• Dataset:
Issue #58, opened 2018-06-12
Inserter


koke:
Add an insert button that shows a list of registered blocks, and adds the selected block after the currently focused block.

![image](https://user-images.githubusercontent.com/6597771/43523855-14593f5a-9574-11e8-8269-f93e0a7a1caa.png)

Requirements for alpha:
- The inserter button will be in the toolbar as the design shows (depends on #55).
- The block picker should show the right icon for each block. (done in #129)
- After the block is inserted, switch focus to the newly inserted block.

## Tasks

Integration with toolbar (2 weeks)
- [x] add new `+` adder control placeholder (to be connected to the toolbar)
- [x] extract and define adder <-> toolbar interface
- [x] actually connect with toolbar

Other (1 week)

- [ ] UI pass (make it not only work but look as per the designs) -> #349 (Beta)

mzorz:
Adding rough design draft for v1 here:
![image](https://user-images.githubusercontent.com/6597771/43523855-14593f5a-9574-11e8-8269-f93e0a7a1caa.png)


This is how I plan to approach this:

- [ ] add basic support for model addition
- [ ] model addition: list item id generator / evaluate usages of IDs for list items in block manager
- [ ] make direct access inserter (insert anywhere, not just append to list)
- [ ] add new `+` adder control placeholder (to be connected to the toolbar)
- [ ] extract and define adder <-> toolbar interface
- [ ] add block types selection mechanism (obtain list of registered types, get icons for each, show list, implement bottom sheet, attach empty model type, maybe extend empty model reference object for each type as needed)
- [ ] UI pass (make it not only work but look as per the designs)

hypest:
Headsup @mzorz , I went ahead and struck out iteration No4 in https://github.com/wordpress-mobile/gutenberg-mobile/issues/58#issuecomment-409571383 as I think it should not block the feature completion and it can be performed at a future point in time.

koke:
I updated the description for this one. @mzorz do you think I missed anything in the alpha requirements? Can you take a look at estimations since it looks like you already have a good idea of what needs to be done?

mzorz:
#### Focus handling
While not directly related to the Inserter, it's of basic need that the focus state and UI representation gets handled right when inserting / moving blocks / switching focus.
- [x] check focus handling in redux (state management) works as expected
- [ ] Tapping into RichText doesn't handle focus right #135
- [ ] Inserting a new block doesn't make cursor immediately available on new block #113 
[...]

PR #88, opened 2018-08-01
Inserter - basic support for block addition

mzorz:
This PR has the minimum needed in order to make new blocks appear in the list.

1. tap on a non-editable bock to gain focus and make the item toolbar appear
2. tap on the `+` icon
3. scroll down the list and observe a new block has been added.
4. repeat as many times as you wish, and observe you can also delete blocks.

For now, we're producing only one type of block `paragraph` (even when the [function is parameterized](https://github.com/wordpress-mobile/gutenberg-mobile/compare/feature/inserter...try/inserter-take1#diff-cc5612fd38596495ffa481dcd29bb336R16)) and only _appending_ to the list (I have plans to make direct insertion). Also, we make use of the current item toolbar, as I plan to make small steps / PRs as we go to make small additions (like a standalone + that checks the currently focused item and appends a new block right below, and so on).

The list of steps [is available here](https://github.com/wordpress-mobile/gutenberg-mobile/issues/58#issuecomment-409571383) which I'll use as a master issue and link this and upcoming PRs there as well.

I plan to make all PRs against the `feature/inserter`, and merge that one to `master` once all done.

~**Note (and question at the same time) for the reviewers**: in order to make this work, I'm creating an empty block object in two places: [one for the list](https://github.com/wordpress-mobile/gutenberg-mobile/compare/feature/inserter...try/inserter-take1#diff-2d50daf729e068ecebcce113d1ce7f9aR88) as in the UI element, and another [one in the reducer](https://github.com/wordpress-mobile/gutenberg-mobile/compare/feature/inserter...try/inserter-take1#diff-3a96ec2ab60725b086c581badfe4e7cdR118) as in the Redux model. It bugs me that I'm creating 2 different objects, so I'm most probably not doing something right. While I'm exploring it, please don't hesitate to provide any insights as to whether this should be fine or not, and if not, feel free to provide any alternatives you can think of to make this cleaner.~

~**Known issue**: the item toolbar does not appear when the new items are focused (tapped on). Working on that for a bit, but I don't think is something I should spend much time on, as the toolbar will be handled differently anyway.~

Known issue: https://github.com/wordpress-mobile/gutenberg-mobile/pull/88#issuecomment-411477900


mzorz:
> Known issue: the item toolbar does not appear when the new items are focused (tapped on). Working on that for a bit, but I don't think is something I should spend much time on, as the toolbar will be handled differently anyway.

Actually looking closer I think this is quite tight related to the other observation (having 2 different objects is no good). Idea: I think we should rather create in one place (the redux store) and then request a re-render as the list has changed, but not change the in-memory list (it should change itself by following the cycle)

mzorz:
Fixed the duplicate object / focus problems by correctly implementing `createBlock` in 2beaebd

mzorz:
This PR has a problem keeping up with the `focused` state on newly created blocks, which is addressed in #95 (targeting this branch). That PR should be merged first 👍

src/block-management/block-manager.js
```diff
@@ -8,20 +8,18 @@ import { Platform, Switch, Text, View, FlatList } from 'react-native';
...
-import { getBlockType, serialize } from '@wordpress/blocks';
+import { getBlockType, serialize, createBlock } from '@wordpress/blocks';
 
 export type BlockListType = {
 	onChange: ( clientId: string, attributes: mixed ) => void,
 	focusBlockAction: string => mixed,
 	moveBlockUpAction: string => mixed,
 	moveBlockDownAction: string => mixed,
 	deleteBlockAction: string => mixed,
+	createBlockAction: ( string, BlockType ) => mixed,
```
hypest: Hmm, apparently we're passing an already instantiated block to the action so, I wonder if the naming ("createBlock...") is a bit off here. I'd kinda expect to pass some identifier and/or params in order for the reducer to instantiate the block. Not sure which way is the web side of Gutenberg's doing this.

src/store/actions/test.js
```diff
@@ -32,5 +35,13 @@ describe( 'Store', () => {
 			expect( action.type ).toEqual( ActionTypes.BLOCK.DELETE );
 			expect( action.clientId ).toEqual( '1' );
 		} );
+
+		it( 'should create an action to create a block', () => {
+			registerCoreBlocks();
```
hypest: This feels like a big thing to do while in a section of an otherwise simple test where we just test the fields of a newly created action object.

Can we perhaps mock the block to pass it to the action creation function?

On the other hand, judging from the convo we had over Slack, this will probably change when the block creation itself might move into the reducer so, perhaps we can leave this PR as is.

src/store/actions/test.js
```diff
@@ -32,5 +35,13 @@ describe( 'Store', () => {
...
+			const newBlock = createBlock( 'core/code', { content: 'new test text for a core/code block' } );
+			const action = actions.createBlockAction( '1', newBlock );
+			expect( action.type ).toEqual( ActionTypes.BLOCK.CREATE );
+		} );
```
hypest: Any particular reason for not testing the `clientId` value too as in the rest if this test case?

src/block-management/block-manager.js
mzorz: Rightly spotted @hypest  - as discussed on Slack, this is something I had plans for in a later PR, to take care of bringing this closer to GB 👍 
Trackerd in my item list here https://github.com/wordpress-mobile/gutenberg-mobile/issues/58#issuecomment-409571383

src/store/actions/test.js
mzorz: That's a good observation - also this test for now tests for creation action type only but I think should check for each of the registered blocks if that makes sense (once the function actually creates a block instead of just carrying a block to be added/inserted).  
Added to my item list https://github.com/wordpress-mobile/gutenberg-mobile/issues/58#issuecomment-409571383

src/store/actions/test.js
mzorz: addressed in 6ad3813 - and for completeness added check for the block in e556378

src/store/actions/test.js
hypest: I'm still not comfortable with `registerCodeBlocks` being inside the testcase since it's not the subject of the test itself. Let's move it to the `beforeAll` section so it's clear that it's part of the setup, not the test. WDYT?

• Task statement: Set every line of the listing down word for word.

• Answer to this problem:
Issue #58, opened 2018-06-12
Inserter


koke:
Add an insert button that shows a list of registered blocks, and adds the selected block after the currently focused block.

![image](https://user-images.githubusercontent.com/6597771/43523855-14593f5a-9574-11e8-8269-f93e0a7a1caa.png)

Requirements for alpha:
- The inserter button will be in the toolbar as the design shows (depends on #55).
- The block picker should show the right icon for each block. (done in #129)
- After the block is inserted, switch focus to the newly inserted block.

## Tasks

Integration with toolbar (2 weeks)
- [x] add new `+` adder control placeholder (to be connected to the toolbar)
- [x] extract and define adder <-> toolbar interface
- [x] actually connect with toolbar

Other (1 week)

- [ ] UI pass (make it not only work but look as per the designs) -> #349 (Beta)

mzorz:
Adding rough design draft for v1 here:
![image](https://user-images.githubusercontent.com/6597771/43523855-14593f5a-9574-11e8-8269-f93e0a7a1caa.png)


This is how I plan to approach this:

- [ ] add basic support for model addition
- [ ] model addition: list item id generator / evaluate usages of IDs for list items in block manager
- [ ] make direct access inserter (insert anywhere, not just append to list)
- [ ] add new `+` adder control placeholder (to be connected to the toolbar)
- [ ] extract and define adder <-> toolbar interface
- [ ] add block types selection mechanism (obtain list of registered types, get icons for each, show list, implement bottom sheet, attach empty model type, maybe extend empty model reference object for each type as needed)
- [ ] UI pass (make it not only work but look as per the designs)

hypest:
Headsup @mzorz , I went ahead and struck out iteration No4 in https://github.com/wordpress-mobile/gutenberg-mobile/issues/58#issuecomment-409571383 as I think it should not block the feature completion and it can be performed at a future point in time.

koke:
I updated the description for this one. @mzorz do you think I missed anything in the alpha requirements? Can you take a look at estimations since it looks like you already have a good idea of what needs to be done?

mzorz:
#### Focus handling
While not directly related to the Inserter, it's of basic need that the focus state and UI representation gets handled right when inserting / moving blocks / switching focus.
- [x] check focus handling in redux (state management) works as expected
- [ ] Tapping into RichText doesn't handle focus right #135
- [ ] Inserting a new block doesn't make cursor immediately available on new block #113 
[...]

PR #88, opened 2018-08-01
Inserter - basic support for block addition

mzorz:
This PR has the minimum needed in order to make new blocks appear in the list.

1. tap on a non-editable bock to gain focus and make the item toolbar appear
2. tap on the `+` icon
3. scroll down the list and observe a new block has been added.
4. repeat as many times as you wish, and observe you can also delete blocks.

For now, we're producing only one type of block `paragraph` (even when the [function is parameterized](https://github.com/wordpress-mobile/gutenberg-mobile/compare/feature/inserter...try/inserter-take1#diff-cc5612fd38596495ffa481dcd29bb336R16)) and only _appending_ to the list (I have plans to make direct insertion). Also, we make use of the current item toolbar, as I plan to make small steps / PRs as we go to make small additions (like a standalone + that checks the currently focused item and appends a new block right below, and so on).

The list of steps [is available here](https://github.com/wordpress-mobile/gutenberg-mobile/issues/58#issuecomment-409571383) which I'll use as a master issue and link this and upcoming PRs there as well.

I plan to make all PRs against the `feature/inserter`, and merge that one to `master` once all done.

~**Note (and question at the same time) for the reviewers**: in order to make this work, I'm creating an empty block object in two places: [one for the list](https://github.com/wordpress-mobile/gutenberg-mobile/compare/feature/inserter...try/inserter-take1#diff-2d50daf729e068ecebcce113d1ce7f9aR88) as in the UI element, and another [one in the reducer](https://github.com/wordpress-mobile/gutenberg-mobile/compare/feature/inserter...try/inserter-take1#diff-3a96ec2ab60725b086c581badfe4e7cdR118) as in the Redux model. It bugs me that I'm creating 2 different objects, so I'm most probably not doing something right. While I'm exploring it, please don't hesitate to provide any insights as to whether this should be fine or not, and if not, feel free to provide any alternatives you can think of to make this cleaner.~

~**Known issue**: the item toolbar does not appear when the new items are focused (tapped on). Working on that for a bit, but I don't think is something I should spend much time on, as the toolbar will be handled differently anyway.~

Known issue: https://github.com/wordpress-mobile/gutenberg-mobile/pull/88#issuecomment-411477900


mzorz:
> Known issue: the item toolbar does not appear when the new items are focused (tapped on). Working on that for a bit, but I don't think is something I should spend much time on, as the toolbar will be handled differently anyway.

Actually looking closer I think this is quite tight related to the other observation (having 2 different objects is no good). Idea: I think we should rather create in one place (the redux store) and then request a re-render as the list has changed, but not change the in-memory list (it should change itself by following the cycle)

mzorz:
Fixed the duplicate object / focus problems by correctly implementing `createBlock` in 2beaebd

mzorz:
This PR has a problem keeping up with the `focused` state on newly created blocks, which is addressed in #95 (targeting this branch). That PR should be merged first 👍

src/block-management/block-manager.js
```diff
@@ -8,20 +8,18 @@ import { Platform, Switch, Text, View, FlatList } from 'react-native';
...
-import { getBlockType, serialize } from '@wordpress/blocks';
+import { getBlockType, serialize, createBlock } from '@wordpress/blocks';
 
 export type BlockListType = {
 	onChange: ( clientId: string, attributes: mixed ) => void,
 	focusBlockAction: string => mixed,
 	moveBlockUpAction: string => mixed,
 	moveBlockDownAction: string => mixed,
 	deleteBlockAction: string => mixed,
+	createBlockAction: ( string, BlockType ) => mixed,
```
hypest: Hmm, apparently we're passing an already instantiated block to the action so, I wonder if the naming ("createBlock...") is a bit off here. I'd kinda expect to pass some identifier and/or params in order for the reducer to instantiate the block. Not sure which way is the web side of Gutenberg's doing this.

src/store/actions/test.js
```diff
@@ -32,5 +35,13 @@ describe( 'Store', () => {
 			expect( action.type ).toEqual( ActionTypes.BLOCK.DELETE );
 			expect( action.clientId ).toEqual( '1' );
 		} );
+
+		it( 'should create an action to create a block', () => {
+			registerCoreBlocks();
```
hypest: This feels like a big thing to do while in a section of an otherwise simple test where we just test the fields of a newly created action object.

Can we perhaps mock the block to pass it to the action creation function?

On the other hand, judging from the convo we had over Slack, this will probably change when the block creation itself might move into the reducer so, perhaps we can leave this PR as is.

src/store/actions/test.js
```diff
@@ -32,5 +35,13 @@ describe( 'Store', () => {
...
+			const newBlock = createBlock( 'core/code', { content: 'new test text for a core/code block' } );
+			const action = actions.createBlockAction( '1', newBlock );
+			expect( action.type ).toEqual( ActionTypes.BLOCK.CREATE );
+		} );
```
hypest: Any particular reason for not testing the `clientId` value too as in the rest if this test case?

src/block-management/block-manager.js
mzorz: Rightly spotted @hypest  - as discussed on Slack, this is something I had plans for in a later PR, to take care of bringing this closer to GB 👍 
Trackerd in my item list here https://github.com/wordpress-mobile/gutenberg-mobile/issues/58#issuecomment-409571383

src/store/actions/test.js
mzorz: That's a good observation - also this test for now tests for creation action type only but I think should check for each of the registered blocks if that makes sense (once the function actually creates a block instead of just carrying a block to be added/inserted).  
Added to my item list https://github.com/wordpress-mobile/gutenberg-mobile/issues/58#issuecomment-409571383

src/store/actions/test.js
mzorz: addressed in 6ad3813 - and for completeness added check for the block in e556378

src/store/actions/test.js
hypest: I'm still not comfortable with `registerCodeBlocks` being inside the testcase since it's not the subject of the test itself. Let's move it to the `beforeAll` section so it's clear that it's part of the setup, not the test. WDYT?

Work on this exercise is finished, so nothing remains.